The middleware, as the name implies, is the software that sits in the middle and actually handles the message distribution. The model defined by Tibco and others was to have services known as message brokers receive the messages directly from the producers or publishers, perform any transformations or filtering required, and then route the messages on to subscribers. The broker would usually offer a degree of persistence, so that consumers could come and go and the broker would still try to deliver messages that they might have missed. In this way, brokers provided both message queuing - often one queue per topic, or per consumer, and message passing where they would facilitate the actual delivery of the message from end-to-end. Most brokers would also include various degrees of failure recovery, configurability, audit logging, security filtering and other features needed by the major clients of the time.
Some services, such as IBMs MQSeries or Oracle’s Advanced Queue would use a central server to provide the middle layer. The method used by Tibco’s RV system, and to degree others such as Talarian’s Smart Sockets, was to have many small services running that could provide local queueing for application data, and then communicate with each other - intelligently falling back to alternative brokers in the event of failure, for example.
Having part of the broker on each node meant the system was distributed, and peer-to-peer. When a node joined, it located nearby nodes and was capable of passing information to others, depending on the relative cost of accessing them. In this way, TIBCO implemented a messaging network which overlaid the TCP or UDP network that it was based on.

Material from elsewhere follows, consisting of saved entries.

PR #198, opened 2019-05-24
travis: Fix CHECK_TIDY config

AlexeySotkin:


AlexeySachkov:
From [here](https://travis-ci.org/KhronosGroup/SPIRV-LLVM-Translator/jobs/536825715#L420):
```
No source code to check for tidying.
```

@AlexeySotkin, is it expected?

AlexeySotkin:
No. Good catch!
My guess is that output of echo command [here](https://github.com/KhronosGroup/SPIRV-LLVM-Translator/blob/ece29378764c7b16c273276e62a61efad801c633/utils/check_code_tidyness.sh#L36) is suppressed by travis somehow.

Issue #30, opened 2018-05-29
Support Vulkan? 


AlexeySotkin:
To continue tracking issue https://github.com/KhronosGroup/SPIRV-LLVM/issues/202 from the old repository.

karolherbst:
For this we have to structurize the CFG. We have something work in progress for this here: https://github.com/karolherbst/SPIRV-LLVM-Translator/commit/93c051c1d4a35d0ef178c34e6432f5f5ba094b5e

But this generates invalid structured CFG in a few cases (especially like nested loops and so on)

vron:
I have interest in this as well (in order to add a backend for gioui.org) and just wanted to check if there are any news / anyone working in this - or if this is something we should not expect to happen?

PR #200, opened 2019-05-24
Update LLVM IR metadata preprocessing

AlexeySachkov:
Main purpose of this PR is to allow SPIRV-LLVM-Translator to handle some OpenCL-specific metadata (like `reqd_work_group_size`, `intel_reqd_sub_group_size`) even if LLVM IR wasn't generated from OpenCL C (`opencl.ocl.version` metadata is missed).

This used multicast between the services, a topic we’ll come to a little later. The downside of the local model was the extra hops between different the different nodes, which added latency. For much of the usage at the time, the impact was fairly negligible, only becoming more of an issue later as the volumes started increasing and demands for reaction times below the human scale mounted - again a topic worth revisiting.
Ranadivé’s vision was to simplify the lives of the traders who would have to sort through reams of information and make timely decisions, often for significant amounts of money. He saw traders as being on the front lines in a wider organisational change that would see companies move towards being more event driven. Normal behaviour would be handled as a matter of course, automatically, and only exceptional circumstances would generate events, communicated through messages, which would register at the desks of everyone that needed to know about them, via the information bus.
Everyone at a company would become the equivalent of a trader, tuning their consumption of knowledge and acting quickly and independently to do their job as effectively as possible. While the impact of the organisational idea is for business management experts to debate, the software idea proved very powerful. Systems which respond to events are an important use case for messaging systems of all types, and have found their way into many, if not most, large infrastructures.